Search code examples
algorithmnlphidden-markov-modelsmarkov

Why use hidden Markov model vs. Markov model in Baum Welch algorithm


So I am trying to build the Baum Welch algorithm to do parts of speech tagging for practice. However, I am confused about using a hidden Markov Model vs. a Markov Model. Since it seems that you are losing context moving from state to state. Since the output of the last state isn't taken into account when moving to the next state. Is it just to save memory?

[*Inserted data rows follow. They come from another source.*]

PR #417, opened 2020-03-20
WICKET-6761 Multiple websocket connections from the same session

theigl:
This PR adds an optional `resourceToken` to `BaseWebSocketBehavior` to support multiple websocket connections from the same session, i.e. from multiple browser tabs.

The token could be a UUID or some other calculated value.

Note: I'm not really happy about the name `resourceToken`. Maybe something like `connectionId` would be easier to understand.

See https://issues.apache.org/jira/browse/WICKET-6761

### DIFF
--- a/wicket-native-websocket/wicket-native-websocket-core/src/main/java/org/apache/wicket/protocol/ws/api/BaseWebSocketBehavior.java
+++ b/wicket-native-websocket/wicket-native-websocket-core/src/main/java/org/apache/wicket/protocol/ws/api/BaseWebSocketBehavior.java
@@ -40,7 +40,7 @@ import org.apache.wicket.util.template.PackageTextTemplate;
 public class BaseWebSocketBehavior extends Behavior
 {
 	private final String resourceName;
-	private final String resourceToken;
+	private final String connectionToken;
 
 	/**
 	 * Constructor.
@@ -51,7 +51,7 @@ public class BaseWebSocketBehavior extends Behavior
 	protected BaseWebSocketBehavior()
 	{
 		this.resourceName = null;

edit: added an example for clarity

For example if two states, A and B output a 0 or 1 there will be 4 state transitions and 2 obseravation possibilities for each state, which can be can be made into 8 transitions if you mix each pair of incoming transitions with it's state's obseravation probabilities. But my hang up is why not initially train a machine with four states {(A,1),(B,1),(A,2),(B,2)} with 16 transitions. I am quite new to nlp so I wondering if I am unaware of some algorithmic redundancy that hard to see without harder math.

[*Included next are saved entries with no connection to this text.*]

PR #89, opened 2016-07-02
New launcher icon

AndyScherzinger:
As wished and created by @jancborchardt a revamped launcher icon which has material design compliant margin.

Only thing we are missing now for the next update after this on is tinted and shaded edges.

pinging @jancborchardt @LukasReschke @tobiasKaminsky @przybylski for review.


tobiasKaminsky:
:+1:

mar1u5:
Personally I dont like it, because the other one was much more simple. Keep in mind Material Design :grin:

Would like to hear something from @jancborchardt about this :grin:

AndyScherzinger:
This icon has been done and requested to be added by @jancborchardt :grin:

mar1u5:
cc @nextcloud/designers

enoch85:
:+1:

przybylski:
I'm voting 👎 they don't follow material design guidelines

jancborchardt:
We talked about it and think it looks way nicer with the background than the bland blue. It will also be like that for the iOS app and the favicon of the web interface. You can already see the background in the log in view of the web interface, our website and basically all our social media profiles. :)

Sizing- and radius-wise it follows material guidelines – the previous icon did not. I left out the tinted and shaded edges intentionally because they look strange with that background as it’s not a defined object.
You can check out how it looks like roughly from the demo images @MorrisJobke prepared: https://cloud.morrisjobke.de/s/cvBHuY3n8UvvOl9

AndyScherzinger:
How should be go on now? We have vote for and against. Personally I would also vote for merging because as mentioned by Jan all other applications of the eco system will use it. So I value consistency over simplicity here. 

Who is now able to decide if it gets merged or not?

przybylski:
With my super limited graphics skill and this website: https://romannurik.github.io/AndroidAssetStudio/icons-launcher.html
I made this:
ic_launcher
[ic_launcher.zip](https://github.com/nextcloud/android/files/344953/ic_launcher.zip)

Henni:
I remember a discussion where the idea was mentioned to change the login background on the web with every new release.
In that case this icon would only make sense if the app release cycle were bound to the server release cycle, which it currently isn't (correct me if I'm wrong).

AndyScherzinger:
In general the release cycles differ while we will still try to support new features of a server release within the app. Keeping the background and icon in sync with the server release isn't possible due to the fact that the app will always work with several versions of the server, so we would then show a new background even though the server might be one or several versions behind.

MorrisJobke:
I like it 👍

mar1u5:
Because of the many :+1: I think we could do this :wink:

AndyScherzinger:
So merge then? Just asking Since for now it seems this is the last remaining issue which thus is blocking the upcoming release.

mar1u5:
Lets ask the community in the forum and maybe make a poll :wink:

MorrisJobke:
> Lets ask the community in the forum and maybe make a poll 😉

If we do this for every PR -> 🙈 

I would say, that we should try it. We can revert it anyway if the feedback is negative, right? ;)

mar1u5:
Lets do this :muscle:

MorrisJobke:
@AndyScherzinger As this is your repo you should press the merge button.

przybylski:
Noooooo!
640px-rejtan_at_sejm_of_1773_by_jan_matejko _1866
(source https://en.wikipedia.org/wiki/Rejtan_(painting) )

AndyScherzinger:
0_o

przybylski:
I still think that it doesn't follow material design, but I got outvoted, so I as well can make a scene :D

jancborchardt:
Come on, let's move forward. We don't discuss that much over code changes either (well often we do ;D) but thisbis a bit out of proportion. ;)

Merging so we don't get stuck.

Icantcodeatall:
Wow the new icon looks older than the older one.

jancborchardt:
Well, people _really_ like the background on the log in screen, so it kinda makes sense to use it other places too.

Icantcodeatall:
Actually I don't think it makes sense to use the background of the login screen on the icon, its two separate things.
Imho it makes the icon looks less clean, especially on the smaller sizes, and not really material-design compliant if it makes any sense.
But maybe the people will think as you, we will see !

williambargent:
I'm not a fan either, could we not just have the logo on a transparent background. Does it need to be inside a box, quite a few apps are doing this.

jancborchardt:
@williambargent that's against the guidelines as well.

Folks – on stuff like this everyone has different opinions. Simply making a decision here and moving on prevents us from losing focus. We just need to be pragmatic and solve real problems. Your time is better spent reviewing pull requests or fixing issues. :)

jancborchardt:
Folks – on stuff like this everyone has different opinions. Simply making a decision here and moving on prevents us from losing focus. We just need to be pragmatic and solve real problems. Your time is better spent reviewing pull requests or fixing issues. :)

Icantcodeatall:
Maybe sticking to the former material-design compliant icon would have been more pragmatic then mhh ?
But you are right, let's focus on things that actually matter and let the public opinion be the judge for this particular "issue".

Since it seems that one loses the information of what the transitions will be when of the last A was 1 vs. 2. But I'm wondering if the training algorithms might not need that information.

https://en.wikipedia.org/wiki/Baum%E2%80%93Welch_algorithm

Thanks for the information.


Solution

  • It's not just to save memory, it's to provide a better model of what is really going on. In the case of text, you believe that there is an underlying grammar which says that this word is being used as a noun, and that word is being used as a verb, but you don't get labels that say this and it isn't always obvious from the data. E.g. - looking at what I have just typed, better is an adjective in "a better model" but if I am using stack overflow to better myself, I have just used better as a verb. So whether better is an adjective or a verb is a hidden state and a realistic model will reflect this.

    Hidden markov models are also flexible enough that if you really don't have any hidden state, you can create a degenerate sort of hidden markov model that reflects this. For instance, if every hidden state can produce only one possible output, and no two hidden states can ever produce the same output, then you have a hidden markov model in which you can always predict the so-called hidden state from the output and vice versa. It will be very easy to fit the parameters of this, but it probably won't be as good at modelling reality as a proper hidden markov model.